Action item -
Give back exactly the first lines of the entries below, through the line with "## Description of the Change".

Stored data -
PR #1028, opened 2022-02-10
[WORK IN PROGRESS] Initial commits to bring ldap authentication and repo ldap group permissions

bpiraeus:
## Requirements
github.com/gin-gonic/contrib/sessions
github.com/gin-gonic/contrib/cookies
github.com/go-ldap/ldap/v3

INCOMPLETE 

## Description of the Change
This brings LDAP authentication to the API to protect it from unwanted intrusions, it also adds ldap group permissions on a per repo basis.

## Checklist

- [ ] documentation updated


bpiraeus:
Feedback, nits, gnats, and other fine offerings are accepted, there's still much work to be done, but I'd rather get meaningful feedback before I go too far down any given rabbit hole.

api/ldap.go
```diff
@@ -0,0 +1,101 @@
...
+	// connect to ldap server
+	server := fmt.Sprintf("%s", config.LdapServer)
+	conn, err := ldap.Dial("tcp", server)
+	if err != nil {
+		return err
+	}
+	defer conn.Close()
+
+	// reconnect via tls
+	err = conn.StartTLS(&tls.Config{InsecureSkipVerify: true})
```
lbolla, line 31: The choice to use "insecure" should probably be configurable.

api/repos.go
```diff
@@ -81,6 +84,10 @@ func apiReposEdit(c *gin.Context) {
 		return
 	}
 
+	if !checkGroup(repo.LdapGroup) {
```
lbolla, line 87: Where is `checkGroup` defined? I can see `CheckGroup` (capital "C") only.

api/repos.go
```diff
@@ -38,6 +38,7 @@ func apiReposCreate(c *gin.Context) {
 		Comment             string
 		DefaultDistribution string
 		DefaultComponent    string
+		LdapGroup           string
```
lbolla, line 41: IIUC, if `LdapGroup` is an empty string, it means "no ldap used in this repo". Maybe it would be best to use `nil` for that purpose?

api/repos.go
```diff
@@ -139,6 +149,10 @@ func apiReposDrop(c *gin.Context) {
 		return
 	}
 
+	if !checkGroup(repo.LdapGroup) {
```
lbolla, line 152: Given that this "if" check is repeated identical multiple times, I would refactor it.

api/router.go
```diff
@@ -48,96 +54,115 @@ func Router(c *ctx.AptlyContext) http.Handler {
...
-		root.PUT("/publish/:prefix/:distribution", apiPublishUpdateSwitch)
-		root.DELETE("/publish/:prefix/:distribution", apiPublishDrop)
-	}
+	router.GET("/version", apiVersion)
 
+	var username string
+	var password string
+	router.POST("/login", func(c *gin.Context) {
+		session := sessions.Default(c)
+		if config.UseAuth {
```
lbolla, line 75: `UseAuth` will have to be documented at some point.

api/router.go
```diff
@@ -48,96 +54,115 @@ func Router(c *ctx.AptlyContext) http.Handler {
...
+			log.Printf("UseAuth is enabled\n")
+			username = c.PostForm("username")
+			password = c.PostForm("password")
+			err := Authorize(username, password)
+			if err != nil {
+				c.AbortWithError(403, err)
+			}
+			log.Printf("%s authorized from %s\n", username, c.ClientIP())
+		}
+		session.Set(token.String(), time.Now().Unix())
```
lbolla, line 85: How long does the session last? Is it possible to wipe it, e.g. via a `logout` method?

utils/config.go
```diff
@@ -86,6 +90,10 @@ type AzurePublishRoot struct {
 // Config is configuration for aptly, shared by all modules
 var Config = ConfigStructure{
 	RootDir:                filepath.Join(os.Getenv("HOME"), ".aptly"),
+	UseAuth:                false,
+	LdapServer:             "127.0.0.1:389",
```
lbolla, line 94: I don't think we want these settings to be the default ones. By default, I guess we want them emptly, i.e. no ldap configured.

lbolla (commented):
Overall, it's an interesting feature to have, IMO.

I added some comments specific to the code. More generally, I think if we should consider implementing a more generic "auth" layer, of which "ldap" is just an implementation: there may be other ways to implement it, too. E.g. maybe it's worth considering to have a `type Auth interface` which wraps the required functionality and a `struct LdapAuth` that implements it. We can also have a `struct NoAuth` which is used when `config.UseAuth` is false, to keep things consistent.

Just food for thought, anyway. I'd like to hear other opinions, too. @randombenj @neolynx ?

api/router.go
bpiraeus: added a logout method, and default timeout is 1 hour

utils/config.go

Completed exercise -
PR #1028, opened 2022-02-10
[WORK IN PROGRESS] Initial commits to bring ldap authentication and repo ldap group permissions

bpiraeus:
## Requirements
github.com/gin-gonic/contrib/sessions
github.com/gin-gonic/contrib/cookies
github.com/go-ldap/ldap/v3

INCOMPLETE 

## Description of the Change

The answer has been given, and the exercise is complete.